Modérateur : Le Brexit a bouleversé l’UE. Il y a-t-il un parallèle à faire entre la sécession de la Grande Bretagne et la sécession des États du Sud ? Que peut-on apprendre de cette expérience et quels changements ?
HO :
Je n’imagine pas l’UE faire la guerre à la Grande Bretagne pour rester dans l’union ! Nous ne sommes pas dans une structure fédérale rappelons-le. La possibilité juridique du divorce existe depuis peu (art.50) et le parcours de la Grande Bretagne va nous apprendre beaucoup. Cela montre aux autres États que la démarche engagée demeure complexe et risquée. A tel point que les principaux partis populations européens ont abandonné cette posture (Lega ou Mouvement 5 Etoiles).
FT :
Finalement la Grand Bretagne peut-être un autre fédérateur extérieur. Elle l’est dans une certaine mesure car on voit que les 27 fonctionnent de manière unie sur ce dossier, sous la direction de Michel Barnier.
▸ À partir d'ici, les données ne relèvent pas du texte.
PR #16640, opened 2024-06-08
web: Remove jszip, use rust

### LINKED ISSUE #16633: Avoid overriding window.setImmediate / window.clearImmediate when adding ruffle.js
### Describe the bug

When using the self-hosted version and adding `<script src="path/to/ruffle/ruffle.js"></script>`, due to a downstream dependency, `window.setImmediate` and `window.clearImmediate` gets defined on the window.

This is generally fine, but other may conflict with other libraries that also set this method. This appears to be set from ruffle-core dependency on [jszip](https://www.npmjs.com/package/jszip) package which has a dependency on [setimmediate](https://www.npmjs.com/package/setimmediate).

We use ruffle with our web archive replay tools and inject it into every page to support Flash, and this unfortunately interferes with some pages.

### Expected behavior

Ideally, Ruffle won't inject anything into window if there is no Flash content found on the page, though most of the other injections, like window.RufflePlayer are ruffle specific. window.setImmediate / window.clearImmediate should ideally not be defined at all, as there doesn't seem to be a requirement for generally running Ruffle.

### Content Location

N/A (Not related to specific Flash content)

### Affected platform

Self-hosted version

### Operating system

Any

### Browser

Any

### Additional information

Was able to fix this by simply appending
```
window.setImmediate = undefined;
window.clearImmediate = undefined;
```
to the end of the ruffle.js. This may be the simplest/cleanest solution, given that this comes from a third-party dependency.

Dinnerbone:
Idea was from @adrian17 and imo it's how we should be doing "heavy" things anyway.

`ruffle.js` reduces from 393KB to 298KB (**-25%**)
regular wasm increases from 12,985KB to 13,104KB (**+0.9%**)

This fixes #16633

### DIFF
--- a/web/packages/core/src/ruffle-player.ts
+++ b/web/packages/core/src/ruffle-player.ts
@@ -1,4 +1,4 @@
-import type { RuffleHandle } from "../dist/ruffle_web";
+import type { RuffleHandle, ZipWriter } from "../dist/ruffle_web";
 import { createRuffleBuilder } from "./load-ruffle";
 import { applyStaticStyles, ruffleShadowTemplate } from "./shadow-template";
 import { lookupElement } from "./register-element";
@@ -15,7 +15,6 @@ import type { MovieMetadata } from "./movie-metadata";
 import { swfFileName } from "./swf-utils";
 import { buildInfo } from "./build-info";
 import { text, textAsParagraphs } from "./i18n";
-import JSZip from "jszip";
 import { isExtension } from "./current-script";
 import { configureBuilder } from "./internal/builder";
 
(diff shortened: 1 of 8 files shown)


adrian17 (approved):
Too bad the typing gets increasingly incomprehensible :c

web/packages/core/src/ruffle-player.ts
```diff
@@ -1342,27 +1349,24 @@ export class RufflePlayer extends HTMLElement {
...
                 duplicateNames.push(solName);
                 if (duplicate > 0) {
                     solName += ` (${duplicate + 1})`;
                 }
-                zip.file(solName + ".sol", blob);
+                zip.addFile(solName + ".sol", array);
             }
         });
-        const blob = await zip.generateAsync({ type: "blob" });
+        const blob = new Blob([zip.save()]);
```
evilpie, line 1369: I would probably specify a `type: "application/zip"`.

Pour le moment il n’y a pas de mouvements similaires ailleurs, mais cela pourrait arriver. Sur le court terme cet évènement à pousser l’union. Est-ce que cela jouera dans le long terme en faisant disparaitre une voix disparate dans le concert des États-membres ? Nous verrons, notamment sur la défense, car le départ de la Grande Bretagne représente une perte de puissance militaire. Son départ marque-t-il une affirmation de la liberté des pays ou un affaiblissement de l’UE ? Le temps le dira.